Could you output each line of the data that follows exactly?

(GIVEN RECORDS)

Issue #1454, opened 2021-05-03
Codecov stats are missing for Android modules


marandaneto:
https://app.codecov.io/gh/getsentry/sentry-java

markushi:
@marandaneto Let's re-priortize this in the Android sync and decouple it from the milestone.

markushi:
To clarify: this is about the android modules (like `sentry-android`, `sentry-android-okhttp`) not being part of the code stats. [This guide should get us started](https://about.codecov.io/blog/code-coverage-for-android-development-using-kotlin-jacoco-github-actions-and-codecov/).

markushi:
Same applies for our SAGP repo: https://github.com/getsentry/sentry-android-gradle-plugin/issues/87

romtsn:
Closed by #2868

PR #2868, opened 2023-07-27
Codecov reports for Android modules

buenaflor:
Ref: #1454 

#skip-changelog

### DIFF
--- a/build.gradle.kts
+++ b/build.gradle.kts
@@ -97,19 +97,29 @@ allprojects {
 }
 
 subprojects {
-    if (name.contains("sentry-android") && !name.contains("sentry-android-integration-tests")) {
+    if (name.contains("sentry-android") || name.equals("sentry-compose") && !name.contains("sentry-android-integration-tests")) {
         val androidJacocoTaskName = "androidJacocoTestReport"
 
         tasks.create(androidJacocoTaskName, JacocoReport::class) {
             dependsOn("testReleaseUnitTest")
 
             reports {
-                html.required.set(false)
+                html.required.set(true)
                 xml.required.set(true)
             }
 
+            val classesTree = fileTree("$buildDir/intermediates/javac/release").setExcludes(
+                listOf(
+                    "**/R.class",
+                    "**/R$*.class",
+                    "**/BuildConfig.*",
+                    "**/Manifest*.*",
+                    "**/*Test*.*",
+                    "android/**/*.*"
+                )
+            )
             executionData.setFrom("$buildDir/outputs/unit_test_code_coverage/releaseUnitTest/testReleaseUnitTest.exec")
-            classDirectories.setFrom("$buildDir/tmp/kotlin-classes/releaseUnitTest")
+            classDirectories.setFrom(classesTree)
             sourceDirectories.setFrom("$projectDir}/src/main/java")
 
             doLast {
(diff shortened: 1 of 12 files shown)


romtsn:
I'm a bit confused, because we're running test coverage on `src/test/java` and not `src/main/java`, though it should be the other way around.

image

Also, `sentry-compose` module is still missing from the coverage it looks like

buenaflor:
@romtsn should be fixed now, also `sentry-compose` is also now included

romtsn:
Looks better already, but still something is off. For example, `ActivityLifecycleIntegration` appears to be completely [uncovered](https://app.codecov.io/gh/getsentry/sentry-java/blob/chore%2Fcodecov-android/sentry-android-core%2Fsrc%2Fmain%2Fjava%2Fio%2Fsentry%2Fandroid%2Fcore%2FActivityLifecycleIntegration.java), although we have a pretty extensive test [covering it](https://github.com/getsentry/sentry-java/blob/main/sentry-android-core/src/test/java/io/sentry/android/core/ActivityLifecycleIntegrationTest.kt)

markushi (approved):

buenaflor:
Seems to be resolved now, the percentage drops a bit but the coverage looks good so far

build.gradle.kts
```diff
@@ -97,6 +98,32 @@ allprojects {
...
+        "sentry-android-navigation",
+        "sentry-android-ndk",
+        "sentry-android-okhttp",
+        "sentry-android-sqlite",
+        "sentry-android-timber",
+        "sentry-compose"
+    )
+    if (jacocoAndroidModules.contains(name)) {
+        afterEvaluate {
+            tasks.getByName("jacocoTestReport") {
```
romtsn, line 113: you could also use the default Gradle's `Copy` task, which should be even pretty straightforward https://docs.gradle.org/current/dsl/org.gradle.api.tasks.Copy.html

romtsn:
`sentry-compose` is missing again though, probably because the plugin is not aware of `androidMain`? 
image

romtsn:
We might need to look into https://kotlin.github.io/kotlinx-kover/gradle-plugin/ for KMP modules

sentry-android-core/build.gradle.kts
```diff
@@ -64,9 +65,14 @@ android {
     }
 }
 
+jacoco {
+    toolVersion = "0.8.10"
```
marandaneto, line 69: M: Move it to Config.kt, DRY

sentry-android-core/build.gradle.kts
```diff
@@ -64,9 +65,14 @@ android {
...
+}
+
 tasks.withType<Test> {
     configure<JacocoTaskExtension> {
-        isIncludeNoLocationClasses = false
+        isIncludeNoLocationClasses = true
+        excludes = listOf("jdk.internal.*")
```
marandaneto, line 75: M: If its always the same, can also be moved to Config.kt

buenaflor:
@romtsn 
`sentry-compose` is now included again, does the coverage look correct? (it shows similar results with Kover)

As for Kover: after testing it out, Codecov never could parse the kover.xml report apparently so I chose to implement it manually through jacoco with a custom task.

romtsn (approved):
LGTM 👍

PR #2872, opened 2023-07-28
propagate okhttp status to parent spans

stefanosiano:
## :scroll: Description
status of OkHttp calls now gets propagated to parent span
when OkHttp call finishes, status of unfinished spans is not overridden and is set to INTERNAL_ERROR

OkHttp calls are grouped in a tree of parent-children. If a child span fails with status `internal_error`, the parent span has a different status, but it should be `internal_error`, too.
Fixes https://github.com/sentry-demos/android/issues/60 

Unit test

## :pencil: Checklist

### DIFF
--- a/CHANGELOG.md
+++ b/CHANGELOG.md
@@ -1,5 +1,11 @@
 # Changelog
 
+## Unreleased
+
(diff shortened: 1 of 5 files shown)


markushi (approved):
Nice, looks good to me!

Issue #912, opened 2020-04-16
Sending cached events periodically


nominalista:
Because some of the events may be not be sent immediately after they are created, it would be great if there was an option to send these events periodically, even if the app is not restarted. 

Is there any method in SDK that I can call and try to send cached events? I would use it as a temporary solution along with e.g. `WorkManager`.

jadbaz:
@marandaneto, how is possible to use the integration periodically?

marandaneto:
this issue isn't Android specific, hence removing the Android label

marandaneto:
@jadbaz this feature isn't supported yet, I'd prefer to not share a hacky solution with flawns, please upvote the issue, and let's see if we can get prioritized.

jadbaz:
Hello,
Just checking up if this is on the roadmap at some point

AshStefanOltmann:
I think this is really important for client apps and I'm also waiting for this.

bruno-garcia:
Relates to: https://github.com/getsentry/sentry-dotnet/issues/1504

marandaneto:
It'd benefit when you have an unstable connection, or no connection at all.
Events are always sent on restart anyway.
Also when you never close/kill the app very often, the OS does it anyways when memory is needed.

The next step would be to implement an improvement already made by the Sentry Cocoa SDK, which is sending every pending envelope once an envelope is captured.
So if you capture an envelope and you have no connection, the envelope is cached, if you capture another envelope and there's connection, both envelopes would be sent.

How does that sound?

vibin:
@marandaneto FWIW, I like that Sentry doesn't use WorkManager/AlarmManager, etc. to auto-initialise background jobs for sending cached events – because, I have a usecase where I initialise Sentry conditionally (only if a feature flag is on).

I see that currently `SendCachedEnvelopeFireAndForgetIntegration` is the class that is responsible for pushing cached events on app initialisation, so it's working well for my usecase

(End GIVEN RECORDS)

REPLY TO THE TASK:
Issue #1454, opened 2021-05-03
Codecov stats are missing for Android modules


marandaneto:
https://app.codecov.io/gh/getsentry/sentry-java

markushi:
@marandaneto Let's re-priortize this in the Android sync and decouple it from the milestone.

markushi:
To clarify: this is about the android modules (like `sentry-android`, `sentry-android-okhttp`) not being part of the code stats. [This guide should get us started](https://about.codecov.io/blog/code-coverage-for-android-development-using-kotlin-jacoco-github-actions-and-codecov/).

markushi:
Same applies for our SAGP repo: https://github.com/getsentry/sentry-android-gradle-plugin/issues/87

romtsn:
Closed by #2868

PR #2868, opened 2023-07-27
Codecov reports for Android modules

buenaflor:
Ref: #1454 

#skip-changelog

### DIFF
--- a/build.gradle.kts
+++ b/build.gradle.kts
@@ -97,19 +97,29 @@ allprojects {
 }
 
 subprojects {
-    if (name.contains("sentry-android") && !name.contains("sentry-android-integration-tests")) {
+    if (name.contains("sentry-android") || name.equals("sentry-compose") && !name.contains("sentry-android-integration-tests")) {
         val androidJacocoTaskName = "androidJacocoTestReport"
 
         tasks.create(androidJacocoTaskName, JacocoReport::class) {
             dependsOn("testReleaseUnitTest")
 
             reports {
-                html.required.set(false)
+                html.required.set(true)
                 xml.required.set(true)
             }
 
+            val classesTree = fileTree("$buildDir/intermediates/javac/release").setExcludes(
+                listOf(
+                    "**/R.class",
+                    "**/R$*.class",
+                    "**/BuildConfig.*",
+                    "**/Manifest*.*",
+                    "**/*Test*.*",
+                    "android/**/*.*"
+                )
+            )
             executionData.setFrom("$buildDir/outputs/unit_test_code_coverage/releaseUnitTest/testReleaseUnitTest.exec")
-            classDirectories.setFrom("$buildDir/tmp/kotlin-classes/releaseUnitTest")
+            classDirectories.setFrom(classesTree)
             sourceDirectories.setFrom("$projectDir}/src/main/java")
 
             doLast {
(diff shortened: 1 of 12 files shown)


romtsn:
I'm a bit confused, because we're running test coverage on `src/test/java` and not `src/main/java`, though it should be the other way around.

image

Also, `sentry-compose` module is still missing from the coverage it looks like

buenaflor:
@romtsn should be fixed now, also `sentry-compose` is also now included

romtsn:
Looks better already, but still something is off. For example, `ActivityLifecycleIntegration` appears to be completely [uncovered](https://app.codecov.io/gh/getsentry/sentry-java/blob/chore%2Fcodecov-android/sentry-android-core%2Fsrc%2Fmain%2Fjava%2Fio%2Fsentry%2Fandroid%2Fcore%2FActivityLifecycleIntegration.java), although we have a pretty extensive test [covering it](https://github.com/getsentry/sentry-java/blob/main/sentry-android-core/src/test/java/io/sentry/android/core/ActivityLifecycleIntegrationTest.kt)

markushi (approved):

buenaflor:
Seems to be resolved now, the percentage drops a bit but the coverage looks good so far

build.gradle.kts
```diff
@@ -97,6 +98,32 @@ allprojects {
...
+        "sentry-android-navigation",
+        "sentry-android-ndk",
+        "sentry-android-okhttp",
+        "sentry-android-sqlite",
+        "sentry-android-timber",
+        "sentry-compose"
+    )
+    if (jacocoAndroidModules.contains(name)) {
+        afterEvaluate {
+            tasks.getByName("jacocoTestReport") {
```
romtsn, line 113: you could also use the default Gradle's `Copy` task, which should be even pretty straightforward https://docs.gradle.org/current/dsl/org.gradle.api.tasks.Copy.html

romtsn:
`sentry-compose` is missing again though, probably because the plugin is not aware of `androidMain`? 
image

romtsn:
We might need to look into https://kotlin.github.io/kotlinx-kover/gradle-plugin/ for KMP modules

sentry-android-core/build.gradle.kts
```diff
@@ -64,9 +65,14 @@ android {
     }
 }
 
+jacoco {
+    toolVersion = "0.8.10"
```
marandaneto, line 69: M: Move it to Config.kt, DRY

sentry-android-core/build.gradle.kts
```diff
@@ -64,9 +65,14 @@ android {
...
+}
+
 tasks.withType<Test> {
     configure<JacocoTaskExtension> {
-        isIncludeNoLocationClasses = false
+        isIncludeNoLocationClasses = true
+        excludes = listOf("jdk.internal.*")
```
marandaneto, line 75: M: If its always the same, can also be moved to Config.kt

buenaflor:
@romtsn 
`sentry-compose` is now included again, does the coverage look correct? (it shows similar results with Kover)

As for Kover: after testing it out, Codecov never could parse the kover.xml report apparently so I chose to implement it manually through jacoco with a custom task.

romtsn (approved):
LGTM 👍

PR #2872, opened 2023-07-28
propagate okhttp status to parent spans

stefanosiano:
## :scroll: Description
status of OkHttp calls now gets propagated to parent span
when OkHttp call finishes, status of unfinished spans is not overridden and is set to INTERNAL_ERROR

OkHttp calls are grouped in a tree of parent-children. If a child span fails with status `internal_error`, the parent span has a different status, but it should be `internal_error`, too.
Fixes https://github.com/sentry-demos/android/issues/60 

Unit test

## :pencil: Checklist

### DIFF
--- a/CHANGELOG.md
+++ b/CHANGELOG.md
@@ -1,5 +1,11 @@
 # Changelog
 
+## Unreleased
+
(diff shortened: 1 of 5 files shown)


markushi (approved):
Nice, looks good to me!

Issue #912, opened 2020-04-16
Sending cached events periodically


nominalista:
Because some of the events may be not be sent immediately after they are created, it would be great if there was an option to send these events periodically, even if the app is not restarted. 

Is there any method in SDK that I can call and try to send cached events? I would use it as a temporary solution along with e.g. `WorkManager`.

jadbaz:
@marandaneto, how is possible to use the integration periodically?

marandaneto:
this issue isn't Android specific, hence removing the Android label

marandaneto:
@jadbaz this feature isn't supported yet, I'd prefer to not share a hacky solution with flawns, please upvote the issue, and let's see if we can get prioritized.

jadbaz:
Hello,
Just checking up if this is on the roadmap at some point

AshStefanOltmann:
I think this is really important for client apps and I'm also waiting for this.

bruno-garcia:
Relates to: https://github.com/getsentry/sentry-dotnet/issues/1504

marandaneto:
It'd benefit when you have an unstable connection, or no connection at all.
Events are always sent on restart anyway.
Also when you never close/kill the app very often, the OS does it anyways when memory is needed.

The next step would be to implement an improvement already made by the Sentry Cocoa SDK, which is sending every pending envelope once an envelope is captured.
So if you capture an envelope and you have no connection, the envelope is cached, if you capture another envelope and there's connection, both envelopes would be sent.

How does that sound?

vibin:
@marandaneto FWIW, I like that Sentry doesn't use WorkManager/AlarmManager, etc. to auto-initialise background jobs for sending cached events – because, I have a usecase where I initialise Sentry conditionally (only if a feature flag is on).

I see that currently `SendCachedEnvelopeFireAndForgetIntegration` is the class that is responsible for pushing cached events on app initialisation, so it's working well for my usecase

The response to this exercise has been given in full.